Competing financial interests
O.E. is scientific advisor and equity holder in Freenome, Owkin, Volastra Therapeutics and OneThree Biotech. R.E.S. is a member of the scientific advisory board of Miromatrix Inc. The remaining authors declare no competing financial interests.
Acknowledgements
We honor the patients in this study who succumbed to disease, and the sacrifice of all physicians, nurses and allied health workers fighting the COVID-19 pandemic.

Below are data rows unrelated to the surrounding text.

PR #294, opened 2015-03-12
Add a Dockerfile

steved:
@zendesk/runway

### DIFF
--- a/Dockerfile
+++ b/Dockerfile
@@ -1,0 +1,34 @@
+FROM ruby:2.2.1
+
+RUN mkdir /app
+WORKDIR /app
+
+# Mostly static
+ADD config.ru /app/
+ADD Rakefile /app/
+ADD bin /app/bin
+ADD public /app/public
+ADD db /app/db
+ADD vendor/assets /app/vendor/assets
+
+# Gems
+ADD Gemfile /app/
+ADD Gemfile.lock /app/
+ADD vendor/cache /app/vendor/cache
+
+# Plugins need to be added before bundling
+# because they're loaded as gems
+ADD plugins /app/plugins
+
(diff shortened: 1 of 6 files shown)


Dockerfile
```diff
@@ -0,0 +1,36 @@
...
+ADD plugins /app/plugins
+
+RUN bundle install --without test sqlite postgres --quiet --local --jobs 4 || bundle check
+
+# Code
+ADD config /app/config
+ADD app /app/app
+ADD lib /app/lib
+
+RUN DATABASE_URL=mysql2://user:pass@127.0.0.1/null RAILS_ENV=development PRECOMPILE=1 bundle exec rake --trace assets:precompile
```
sandlerr: why this db config? Rails 4 and up always tries to connect even if you're precompiling?

steved555: Yeah, it looks for a configuration, even if it doesn't connect.

Dockerfile
```diff
@@ -0,0 +1,36 @@
+FROM jacobat/ruby:2.2.1
```
grosser: hmm this is unusable for anyone outside of zendesk ... some open-source image would be nice ...

config/puma.rb
```diff
@@ -1,4 +0,0 @@
-threads 8,250
```
grosser: where did that 8,250 config go ?

grosser:
:+1:

Dockerfile
steved555: Right, thanks.

config/puma.rb
steved555: This file wasn't loaded by `rails server`, so it seems kind of pointless. Unless people actually run `puma` directly.

sandlerr:
Already merged

PR #296, opened 2015-03-13
Fix problem with displaying dashboard waaaay back in time.

zendesk-shender:
There is a bug where if you timetravel before time began, i.e. where there were no deploys, the environment which is lazy-loaded wouldn't get loaded.

/cc @zendesk/runway 

### References
 - Jira link:

### Risks
 - None


jonmoter:
:+1:

grosser:
test!

otherwise :+1:

PR #297, opened 2015-03-13
fixtures do not get their model name in their name

grosser:
avoid redundancy and make things easier to read `users(:admin)` not `users(:admin_user)`

@zendesk/runway 

### Risks
 - None


gabetax:
Sure :+1:

PR #300, opened 2015-03-16
stop caching fast things

grosser:
@zendesk/runway the only thing slow in the deploy is the hotfix check, which is already cached ... and the only n+1 query is the previous_deploy check which is only needed for the hotfix -> stop caching html and cache the data ?

### Risks
 - Deploy display being slow


grosser:
hmmm release also uses hotfix? ... I'll leave it like it is for now ...

PR #302, opened 2015-03-17
on Stage Edit, show environment for each deploy group and sort them

jonmoter:
/cc @zendesk/runway 

### Risks
 - None

### DIFF
--- a/app/views/stages/_fields.html.erb
+++ b/app/views/stages/_fields.html.erb
@@ -28,7 +28,7 @@
       <%= form.label :name, 'Deploy Groups', class: 'col-lg-2 control-label' %>
       <div class="col-lg-4">
         <%= form.collection_select(
-          :deploy_group_ids, DeployGroup.all, :id, :name,
+          :deploy_group_ids, @deploy_groups, :id, :long_name,
           {
             selected: (@stage.deploy_group_ids if @stage && @stage.deploy_groups),
             include_blank: false,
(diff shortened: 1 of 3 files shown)


app/views/stages/_fields.html.erb
```diff
@@ -28,7 +28,7 @@
       <%= form.label :name, 'Deploy Groups', class: 'col-lg-2 control-label' %>
       <div class="col-lg-4">
         <%= form.collection_select(
```
grosser: might be simpler to move the lookup here so we don't have to repeat logic in 2 placed + break when that logic gets out of sync

jonmoter: As a rule of thumb, I dislike seeing DB queries like `DeployGroup.includes(:environment).order(:environment_id, :name).all` in the view code.

grosser: no need to add includes anymore ;)

grosser: then maybe a helper like `has_deploy_group?`

grosser: we are triggering all kinds of queries in the view layer, so a strict
separation does not exist anyway. This is just filling a select, maybe
should even be cached, so I would be easier to handle in the view.

jonmoter: Why wouldn't I want to add the `includes(:environment)`?  Is that something that's now handled by that gem you added?

grosser: exactly :)

jonmoter:
There we go, @grosser, better?

grosser:
:+1:

PR #305, opened 2015-03-17
RFC: Guides

mwerner:
I was deploying Lotus today, jumping between the Github page I thought was the official process to deploy Lotus and Samson when I figured it would be much more straightforward if there was one markdown document that was on the project I was deploying.

So I added that.

Trust me, I'm torn on having yet another place where documentation exists, but I feel like this could be useful.

@steved @jonmoter @fneves @zendesk-shender @jish @shajith @chrsjxn @ducarroz 

screen shot 2015-03-17 at 3 48 27 pm

### DIFF
--- a/app/assets/stylesheets/guides.scss
+++ b/app/assets/stylesheets/guides.scss
@@ -1,0 +1,4 @@
+#guide_body {
+  font-family: Courier;
+  height: 390px;
+}
--- a/app/controllers/guides_controller.rb
+++ b/app/controllers/guides_controller.rb
@@ -1,0 +1,42 @@
+class GuidesController < ApplicationController
+  before_action :authorize_admin!, except: [:show]
+
+  helper_method :project
+  helper_method :guide
+
+  def create
+    @guide = Guide.new(guide_params.merge({
+      project_id: project.id
+    }))
+
+    if guide.save
+      redirect_to project_guide_path(project)
+    else
+      flash[:error] = guide.errors.full_messages
+      render :new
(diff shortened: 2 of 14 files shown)


mwerner:
I don't know what the deal is with the `schema.rb` file, but we can deal with that if we think this is a good idea.

jish:
I believe the dashboards in Samson are an iframed in page? I know `iframe` is a bit of a bad word too, but we could eliminate the "documentation in multiple places" problem by using an iframe.

mwerner:
Yeah, although i think we get benefits by having it being data in samson. There's no doubt which the official guide is and you can more easily link to and access information in samson.

jish:
Oh, so like Samson becomes the source of truth for deployment documentation?

mwerner:
bump

The thinking was it would be good to have a authoritative deploy doc close to the tool doing the job. If no one sees value in the PR, I'll close.

pswadi-zendesk:
I like the idea of having master doc. However adding it to "samson" seems unnatural. As @jish was mentioning, rather than having the doc in multiple places, perhaps the doc is in the same github repo and we could add config in project for samson that can refer to it. That way, the doc needs to be with the project and if standardized, Samson can use it for each of the project from the repository itself. What do you think?

mwerner:
I don't feel strongly one way or the other. I guess I thought we would just not have any deployment documentation elsewhere since samson is our deploy tool. I can close it, sounds fine

PR #306, opened 2015-03-17
on Environment dashboards, hide projects with no deploys

jonmoter:
by default hides rows for Projects that don't have any deploys in that environment.  Adds a UI element to hide/show them.

/cc @zendesk/runway 

### Risks
 - None

### DIFF
--- a/app/assets/javascripts/dashboards.js
+++ b/app/assets/javascripts/dashboards.js
@@ -1,0 +1,5 @@
+$(function () {
+  $('#no-deploy-toggler').click(function(e) {
+    $('tr.no-elements').toggleClass('hidden');
+  });
+});
--- a/app/assets/javascripts/dashboards.js
+++ b/app/assets/javascripts/dashboards.js
@@ -1,5 +1,0 @@
-$(function () {
-  $('#no-deploy-toggler').click(function(e) {
-    $('tr.no-elements').toggleClass('hidden');
-  });
-});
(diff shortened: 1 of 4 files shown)


jonmoter:
samson

grosser:
No need for a toggle ... projects without deploys are useless ...

jonmoter:
Actually, seeing all the projects is useful for me to see which ones haven't been configured with their DeployGroup mapping.  So I added that for my own benefit. :-)

app/assets/javascripts/dashboards.js
```diff
@@ -0,0 +1,5 @@
+$(function () {
+  $('#no-deploy-toggler').click(function(e) {
+    $('tr.no-elements').toggleClass('hidden');
```
grosser: just `.toggle()` ?

grosser: could also do `$("a.toggle").click(function(e){ $(this).data('target').toggle() })` to get something reusable

grosser:
:+1: kind of useful ... kind of strange ... but why not ...

app/assets/javascripts/dashboards.js
jonmoter: I tried it with `.toggle()`, but it didn't work for some reason.  Good call on making it more reusable though.  I'll do that.

jonmoter:
@grosser I refactored the code a little per your suggestion to make it more reusable

grosser:
:+1:

PR #307, opened 2015-03-18
fail fast on unallowed parameters

grosser:
@zendesk/runway 

now we just fail when an unallowed parameter is sent, found missing permit for use_github_deployment_api ...

screen shot 2015-03-18 at 1 25 35 am

 - [x] fix up user_params in users_controller

### Risks
 - None

### DIFF
--- a/app/controllers/admin/users_controller.rb
+++ b/app/controllers/admin/users_controller.rb
@@ -16,8 +16,7 @@ class Admin::UsersController < ApplicationController
 
   def update
     if user.update_attributes(user_params)
-      role = Role.find(user_params[:role_id]).name
-      Rails.logger.info("#{current_user.name_and_email} changed the role of #{user.name_and_email} to #{role}")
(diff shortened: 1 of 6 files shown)


grosser:
@zendesk/runway

app/controllers/admin/users_controller.rb
```diff
@@ -15,9 +15,8 @@ def index
   end
 
   def update
-    if user.update_attributes(user_params)
-      role = Role.find(user_params[:role_id]).name
-      Rails.logger.info("#{current_user.name_and_email} changed the role of #{user.name_and_email} to #{role}")
+    if user.update_attributes(params.require(:user).permit(:role_id))
```
zendesk-shender: I liked having user_params as separate function to keep noise down in this line, but not too bothered by it.

zendesk-shender:
:+1:

PR #373, opened 2015-04-22
Use SSEs to broadcast changes in Deployments so clients can get realtime updates via JS

zendesk-shender:
Instead of polling every 5 seconds for number of active deploys, use SSEs to broadcast changes to connected users.

/cc @zendesk/runway @zendesk/samson

### References
 - Jira link:

### Risks
 - None

PR #395, opened 2015-05-05
Fix Current Deploys badge

henders:
Active Deploys route is paginated, so current deploys badge would never go above 30.

### References
 - Jira link:

### Risks
 - None

### DIFF
--- a/app/controllers/deploys_controller.rb
+++ b/app/controllers/deploys_controller.rb
@@ -1,7 +1,7 @@
 class DeploysController < ApplicationController
   before_action :authorize_deployer!, only: [:new, :create, :confirm, :update, :destroy, :buddy_check, :pending_start]
   before_action :find_project
-  before_action :find_deploy, except: [:index, :recent, :active, :new, :create, :confirm]
+  before_action :find_deploy, except: [:index, :recent, :active, :active_count, :new, :create, :confirm]
   before_action :stage, only: :new
 
   def index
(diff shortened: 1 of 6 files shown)


app/controllers/deploys_controller.rb
```diff
@@ -125,4 +128,8 @@ def find_project
   def find_deploy
     @deploy = Deploy.find(params[:id])
   end
+
+  def active_deploy_scope
```
grosser: might be more reusable with `def deploy_scope; @project.try(:deploys) || Deploy` and then `deploy_scope.active` but either way is fine

grosser:
if it's paginated then the pagination could just include the count like this: https://developer.zendesk.com/rest_api/docs/core/introduction#pagination

henders:
@grosser 
Sending all the deploy details down to the client seemed overkill and I don't know if I want to roll my own pagination implementation. It looks like Kaminari doesn't support shoving in the total count.

grosser:
:+1: separate endpoint is certainly good for performance reasons :)

if we run into other places then we should take a look at how to make our json nicely paginate

jwswj:
:+1:

app/views/shared/_header.html.erb
```diff
@@ -46,7 +46,7 @@
         <li class="current-deploys <%= 'active' if current_page?(controller: '/deploys', action: 'active') %>" ng-controller="currentDeployBadgeCtrl">
           <%= link_to active_deploys_path do %>
             Current Deploys
-            <%= content_tag(:span, '{{ currentActiveDeploys }}', class: 'badge badge-deploys', style: 'display: none', id: 'currentDeploysBadge', data: { url: active_deploys_url(format: 'json') }) %>
```
sandlerr: wasn't this used for polling?

sandlerr: #373 nope :+1:

app/controllers/deploys_controller.rb
henders: I'll leave it for now.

We apologize to the colleagues which work we could not cite due to editorial constraints. This work was partially supported by the WorldQuant Initiative for Quantitative Prediction. A.R. is supported by a NCI T32CA203702 grant. O.E. is supported by Volastra, Janssen and Eli Lilly research grants, NIH grants UL1TR002384, R01CA194547, and Leukemia and Lymphoma Society SCOR 7012-16, SCOR 7021-20 and SCOR 180078-02 grants. R.E.S is supported by NIH grants NCI R01CA234614, NIAID 2R01AI107301 and NIDDK R01DK121072 and 1RO3DK117252. R.E.S. is supported as Irma Hirschl Trust Research Award Scholar. We would like to thank Englander Institute of Precision Medicine Mass Cytometry Core facility for processing, labeling, and acquiring samples for IMC imaging. We thank Zenodo for storing the raw data associated with this manuscript with a higher usage quota.